Design a Search Engine
Major components of search engine are
Crawler ← → Indexer ← → Query processing Engine
before you run indexer in the crawled documents you need to
- clean the noise (remove hyperlink and other infomation which is not needed)
- remove the stop words (The,is,a,….) They convey no information and are bad for the index (blow up memory)
- Do stemming of the works : eg quickly and quick should be represented as same
Indexer: (is the heart of any search system). See Lucene architecture for more detail
Will index all the document and create a inverted index for fast searching
Inverted index Data structure in C++ this can be
unordered_map<string,list<int,int>> invertedIndex;
the key is all the terms (strings) in the your documents.

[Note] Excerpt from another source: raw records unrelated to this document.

Issue #464, opened 2024-07-04
IllegalArgumentException: Argument cannot be null when creating SharedCursor


Phillipus:
Cursors for the Palette are created in the [SharedCursors ](https://github.com/eclipse/gef-classic/blob/master/org.eclipse.gef/src/org/eclipse/gef/SharedCursors.java)class. The `ImageData` is returned from the `ImageDescriptor` at the current device zoom level. But if the zoom level is not 100% or 200% then `ImageData` will be null and an exception is thrown.

1. On Windows launch a GEF-based app with a Palette with the VM argument `-Dswt.autoScale=150`
2. Select a tool from the palette

This is caused by the `ImageDescriptor` not finding an image with a `@1.5x` suffix.

Perhaps a fallback is required so that if ImageData is null 100% zoom is used instead?

Phillipus:
Or another possibility is to get the `ImageData` from an `Image` rather than an `ImageDescriptor` as that will not be null:

```java
    private static Cursor createCursor(String sourceName) {
        Image img = new Image(null, Internal.class.getResourceAsStream(sourceName));
        ImageData id = img.getImageData(getDeviceZoom());
        img.dispose();
        return new Cursor(null, id, 0, 0);
    }
```

Phillipus:
There are other cursors created in `FlyoutPaletteComposite` here -  https://github.com/eclipse/gef-classic/blob/e1d163b08c72039ce96efd2692edbda1ff06d6f9/org.eclipse.gef/src/org/eclipse/gef/ui/palette/FlyoutPaletteComposite.java#L1540

Because these are created with `ImageDescriptor.getImageData()` with no zoom level they are too small on Windows at hi-dpi 200% scale. These would need to be changed as well.

ptziegler:
I agree that throwing an exception is definitely not the way to go. My initial approach would've been to fall back to the 100% zoom level, as you suggested. Alternatively, one could also make it so that it goes to the "closest" zoom level instead. e.g. from 125% to 100% and from 175% to 200%.

```
private static Cursor createCursor(String sourceName) {
	ImageDescriptor src = ImageDescriptor.createFromFile(Internal.class, sourceName);
	ImageData data = src.getImageData(getDeviceZoom());
	if (data == null) {
		// if no image for that zoom level exists use the one for the default zoom level
		data = src.getImageData(100);
	}
	return new Cursor(null, data, 0, 0);
}
```

[...]

PR #479, opened 2024-07-16
Fix errors in drag cursors when using high-DPI screens

ptziegler:
The cursors used in the flyout palette only exist for the default 100%. If a system is using a higher zoom level, the creation of those cursors fails with an IllegalArgumentException. Instead, we should scale the cursor image to match the current level.

Instead of reading the zoom level only once, it is now calculated dynamically, as the zoom may change depending on the display or because it has been changed. The methods for handling this case have also been moved from the SharedCursors class to the InternalGEFPlugin, so that it becomes available to the DragCursors class.

From there, we call asImageDataProvider() to convert the image descriptor to image data which internally scales the image via DPIUtil magic, if necessary.

See https://github.com/eclipse/gef-classic/issues/464

### DIFF
--- a/org.eclipse.gef/src/org/eclipse/gef/internal/InternalGEFPlugin.java
+++ b/org.eclipse.gef/src/org/eclipse/gef/internal/InternalGEFPlugin.java
@@ -13,6 +13,11 @@
 
 package org.eclipse.gef.internal;
 
+import org.eclipse.swt.graphics.Image;
+import org.eclipse.swt.graphics.ImageData;
+
+import org.eclipse.core.runtime.Platform;
+import org.eclipse.jface.resource.ImageDescriptor;
 import org.eclipse.jface.resource.ImageRegistry;
 import org.eclipse.ui.PlatformUI;
 import org.eclipse.ui.plugin.AbstractUIPlugin;
@@ -67,4 +72,43 @@ public class InternalGEFPlugin extends AbstractUIPlugin {
 		super.stop(context);
 	}
 
+	/**
+	 * Convenience method for getting the current zoom level of the active device.If
+	 * on MacOS or Linux (x11 window system) or if the device zoom couldn't
+	 * otherwise be determined, this method returns {@code 100} as default value.
+	 */
+	public static int getOrDefaultDeviceZoom() {
+		// On Mac and Linux X11 ImageData for cursors should always be created with 100%
+		// device zoom
+		if (Platform.getOS().equals(Platform.OS_MACOSX) || (Platform.getOS().equals(Platform.OS_LINUX)
+				&& "x11".equalsIgnoreCase(System.getenv("XDG_SESSION_TYPE")))) { //$NON-NLS-1$//$NON-NLS-2$
+			return 100;
+		}
+		String deviceZoom = System.getProperty("org.eclipse.swt.internal.deviceZoom", "100"); //$NON-NLS-1$ //$NON-NLS-2$
+		try {
+			return Integer.parseInt(deviceZoom);
+		} catch (NumberFormatException e) {
+			return 100;
+		}
+	}
+
+	/**
+	 * Convenience method to get the image data for a given zoom level. If no image
+	 * for the requested zoom level exists, the image data may be an auto-scaled
+	 * version of the native image and may look blurred or mangled.
+	 */
+	public static ImageData scaledImageData(ImageDescriptor descriptor, int zoom) {
+		// Default case: Image in matching resolution has been found
+		ImageData data = descriptor.getImageData(zoom);
+		if (data != null) {
+			return data;
+		}
+		// Otherwise artifically scale the image
+		Image image = descriptor.createImage();
+		try {
+			return image.getImageData(zoom);
+		} finally {
+			image.dispose();
+		}
+	}
 }
--- a/org.eclipse.gef/src/org/eclipse/gef/ui/palette/FlyoutPaletteComposite.java
+++ b/org.eclipse.gef/src/org/eclipse/gef/ui/palette/FlyoutPaletteComposite.java
@@ -1,5 +1,5 @@
 /*******************************************************************************
- * Copyright (c) 2004, 2010 IBM Corporation and others.
+ * Copyright (c) 2004, 2024 IBM Corporation and others.
  *
  * This program and the accompanying materials are made available under the
  * terms of the Eclipse Public License 2.0 which is available at
@@ -32,6 +32,7 @@ import org.eclipse.swt.events.MouseTrackListener;
 import org.eclipse.swt.graphics.Cursor;
 import org.eclipse.swt.graphics.Font;
 import org.eclipse.swt.graphics.GC;
+import org.eclipse.swt.graphics.ImageData;
 import org.eclipse.swt.graphics.Point;
 import org.eclipse.swt.graphics.Rectangle;
 import org.eclipse.swt.widgets.Canvas;
@@ -84,6 +85,7 @@ import org.eclipse.draw2d.geometry.Dimension;
 import org.eclipse.gef.GraphicalViewer;
 import org.eclipse.gef.dnd.TemplateTransfer;
 import org.eclipse.gef.internal.GEFMessages;
+import org.eclipse.gef.internal.InternalGEFPlugin;
 import org.eclipse.gef.internal.InternalImages;
 import org.eclipse.gef.internal.ui.palette.PaletteColorUtil;
 import org.eclipse.gef.ui.views.palette.PaletteView;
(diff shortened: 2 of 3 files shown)


ptziegler:
I've created https://github.com/eclipse-platform/eclipse.platform.ui/pull/2084 to contribute 2x variants for those drag icons. Everything seems to work for 100% zoom already, but I haven't had the chance to test this on a high-DPI screen.

org.eclipse.gef/src/org/eclipse/gef/internal/InternalGEFPlugin.java
```diff
@@ -58,6 +60,26 @@ public static AbstractUIPlugin getDefault() {
 		return singleton;
 	}
 
+	public static int getDeviceZoom() {
```
fedejeanne, line 63: This implementation will probably suffer from the same problem that `DPIUtil` was suffering which is: the value will be obtained once and never updated again _i.e._ if the zoom of the monitor changes then this value will be outdated.

ptziegler: How was this solved in SWT?

fedejeanne: `DPIUtil.setDeviceZoom` is called on zoom changes, which keeps the `deviceZoom` always up-to-date _i.e._ calling `DPIUtil.getDeviceZoom()` should always give you the current zoom. But those methods are not accessible in this case, so this is just fyi.

In this specific case, you could simply avoid storing the zoom in the field `deviceZoom` and query the system property `org.eclipse.swt.internal.deviceZoom` every time. Since `DPIUtil.setDeviceZoom(...)` is **also** updating that property then the result should be that querying it always gives you the right zoom :-)

Long story short: remove the field `deviceZoom` and remove the condition `if (deviceZoom == -1)`.

Phillipus:
If PNG images are used for the cursors then separate source and mask are not needed as the PNG format has transparency.

ptziegler:
> If PNG images are used for the cursors then separate source and mask are not needed as the PNG format has transparency.

The new images still have a white background, to make sure that they look exactly the same.

org.eclipse.gef/src/org/eclipse/gef/internal/InternalGEFPlugin.java
ptziegler: That you for the deeper insight in how this is handled on the SWT side of things. This is pretty similar to what I had in mind.

Though there is a separate issue which makes me concerned about how much we can get out of it in the first place. If the zoom changes, we normally would also need to refresh the cursors, as they are still using the old image data.

But those cursors are API, meaning we can't simply dispose them and create new objects...

ptziegler: With the latest state, the device zoom is no longer stored in a static variable, but always read directly from the system property.

ptziegler:
At 100% zoom:
image

At 200% zoom:
image

At 300% zoom:
image

org.eclipse.gef/src/org/eclipse/gef/internal/InternalGEFPlugin.java
fedejeanne: > That you for the deeper insight in how this is handled on the SWT side of things. This is pretty similar to what I had in mind.
> 
> Though there is a separate issue which makes me concerned about how much we can get out of it in the first place. If the zoom changes, we normally would also need to refresh the cursors, as they are still using the old image data.
> 
> But those cursors are API, meaning we can't simply dispose them and create new objects...

Yes, that is true. The problems are that:
1. The cursors are **constants** in `SharedCursors` _i.e._ one can not simply recreate them when the zoom changes
2. `Image` and `ImageData` don't really know anything about zoom changes which means once you create a `Cursor` out of an `Image`/`ImageData`, you're stuck with the zoom level at which they were created.

Point nr. 2 means that one has to manually react to zoom level changes and recreate the cursors with an image/image data at the appropriate zoom level, but this breaks the contract established in point nr. 1.

Sadly, I don't see an easy way out of this problem, at least not at this level of abstraction (GEF is a consumer of SWT). Best case scenario, this kind of issues would be handled transparently by SWT and not by the consumer (GEF), but I know this is not trivial since our team has been working on the [HighDPI subject](https://github.com/orgs/vi-eclipse/projects/1/views/1?filterQuery=label%3AHiDPI) for quite a while now and this issue has also surfaced [somewhere else](https://github.com/vi-eclipse/Eclipse-Platform/issues/65).

I will take this to the team and we'll try to address it in https://github.com/vi-eclipse/Eclipse-Platform/issues/65 too.

azoitl:
> > If PNG images are used for the cursors then separate source and mask are not needed as the PNG format has transparency.
> 
> The new images still have a white background, to make sure that they look exactly the same.
> 
> Edit: Clients may also still run GEF with an older Eclipse version. By omitting the mask, we would break backwards compatibility.

@ptziegler we already have some cursors without mask since the last release. I hope I didn't break anything there. But the mask always made problems at least for these cursors. So I'm happy when it is gone.

ptziegler:
@azoitl I talked to Heiko over at the Eclipse Platform PR and my current proposal is that for the new images, I drop the white background for transparency. In order to remain backwards compatible, we still need to use the mask. But for future cursors, it would then no longer be necessary.

org.eclipse.gef/src/org/eclipse/gef/internal/InternalGEFPlugin.java
ptziegler: > Point nr. 2 means that one has to manually react to zoom level changes and recreate the cursors with an image/image data at the appropriate zoom level, but this breaks the contract established in point nr. 1.

That's what I'm afraid of. And it's not just affecting the SharedCursors class, but also the Draw2D Cursors class containing static instances of the native SWT cursors. In the long term, I believe the most sensible thing to do would be to deprecate those static fields and have something similar to the ImageDataProvider, except for cursors. 

GEF can then listen to SWT.ZoomChanged events and reload the cursors accordingly. But that is going way beyond the scope of this PR and something we have to consider at a later date. Thank you again for your input.

azoitl:
> @azoitl I talked to Heiko over at the Eclipse Platform PR and my current proposal is that for the new images, I drop the white background for transparency. In order to remain backwards compatible, we still need to use the mask. But for future cursors, it would then no longer be necessary.

Thx for checking and the feedback.

ptziegler:
As a quick update: With the 2024-09, the mask & source images are going to be marked as "for removal", being replaced by a new constants that combines both into one.

So instead of:

> createCursor(ISharedImages.IMG_OBJS_DND_INVALID_SOURCE, ISharedImages.IMG_OBJS_DND_INVALID_MASK);

One can simply do:

> createCursor(ISharedImages.IMG_OBJS_DND_INVALID);

ptziegler:
So in principle, we could delay this PR until the M2 and then refactor the code or merge it now and keep the "old" images. The first would break backwards compatibility and require clients to also update to the latest Eclipse version, when updating GEF.

For my perspective, I would prefer to keep using the old icons and wait out the 2-year deprecation period.

ptziegler:
I've updated the PR to also scale the shared images. While it can't handle dynamic DPI changes, it at least won't throw an IllegalArgumentException anymore.

org.eclipse.gef/src/org/eclipse/gef/internal/InternalGEFPlugin.java
```diff
@@ -67,4 +72,45 @@ public void stop(BundleContext context) throws Exception {
 		super.stop(context);
 	}
 
+	/**
+	 * Convenience method for getting the current zoom level of the active device.If
+	 * on MacOS or Linux (x11 window system) or if the device zoom couldn't
+	 * otherwise be determined, this method returns {@code 100} as default value.
+	 */
+	@SuppressWarnings("nls")
```
fedejeanne, line 80: Better add the proper `//$NON-NLS-X$` and remove this, otherwise you'll be possibly silencing valid warnings that may be introduced in future changes.

org.eclipse.gef/src/org/eclipse/gef/internal/InternalGEFPlugin.java
```diff
@@ -67,4 +72,45 @@ public void stop(BundleContext context) throws Exception {
...
+			return 100;
+		}
+	}
+
+	/**
+	 * Convenience class to get the image data for a given zoom level. If no image
+	 * for the requested zoom level exists, the image data may be an auto-scaled
+	 * version of the native image and may look more blurred or mangled than
+	 * expected.
+	 */
```
fedejeanne, line 101:
```suggestion
	/**
	 * Convenience method to get the image data for a given zoom level. If no image
	 * for the requested zoom level exists, the image data may be an auto-scaled
	 * version of the native image and may look blurred or mangled.
	 */
```

org.eclipse.gef/src/org/eclipse/gef/ui/palette/FlyoutPaletteComposite.java
```diff
@@ -1557,37 +1559,42 @@ private static class DragCursors {
...
 				}
 			}
 			return cursors[code];
 		}
 
+		/**
+		 * Creates a new cursor using the shared images as source and mask,
+		 * respectively. The cursors are created with respect to the current device
+		 * zoom, with the hotspot being the center of the image.
+		 */
```
fedejeanne, line 1586: Add the parameters to the javadoc and mention that they need to be names of shared cursors.

fedejeanne (commented):
Just some nitpicks, the rest LGTM.

Regarding breaking backwards compatibility or not (https://github.com/eclipse/gef-classic/pull/479#issuecomment-2241762468) I'd say you make it clear that something will break and give time for the clients to adapt. If the appropriate methods are being deprecated _for removal_ anyway then there's no chance this change is going to be forgotten in 2 years anyway (one can live with the technical debt as long as there's an end in sight).

One last thing: I'd like to test this too. Can you please add a short "how to test" section to the description?

org.eclipse.gef/src/org/eclipse/gef/internal/InternalGEFPlugin.java
ptziegler: > Which class is that? If it's using the native cursors (i.e. the constructor that takes a style as parameter) then they shouldn't be affected by this issue.

I'm talking about this [Cursors](https://github.com/eclipse/gef-classic/blob/master/org.eclipse.draw2d/src/org/eclipse/draw2d/Cursors.java) class, where we create static instances of the native cursors. Looking at the actual implementation, it looks like they don't actually work with ImageData instances, so you are indeed correct and they should be updated automatically.

org.eclipse.gef/src/org/eclipse/gef/internal/InternalGEFPlugin.java
ptziegler: I've updated the PR to include the three things you've pointed out.

fedejeanne (approved):

azoitl (approved):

The list represent two integer .<doc_id,position_in_doc>. These list are sorted by document id. This helps later in merge operation ( phrase queries)
How to handle suffix queries? eg “las*”
in that case you need to have the inverted index like. Here you can apply the binary search in the map keys.
map<string,list<int,int>> inverted-Index.
Distributed index?
Mostly the index stay on memory (RAM) for fast performance. if the collection is too large (internet) you need to have this index in multiple systems (shard) and merge the results after the query is done in each index shard. A lot of effort and energy is poured in to compact the data structures so more index is packed in the memory of one shard.
Another interesting fact is how to snapshot the shard of a index? we need a way to recover from induvial shard failure
Incremental indexing is another interesting features of a indexers. How do you accumulate changes done in a collection of documents without running the full indexing again?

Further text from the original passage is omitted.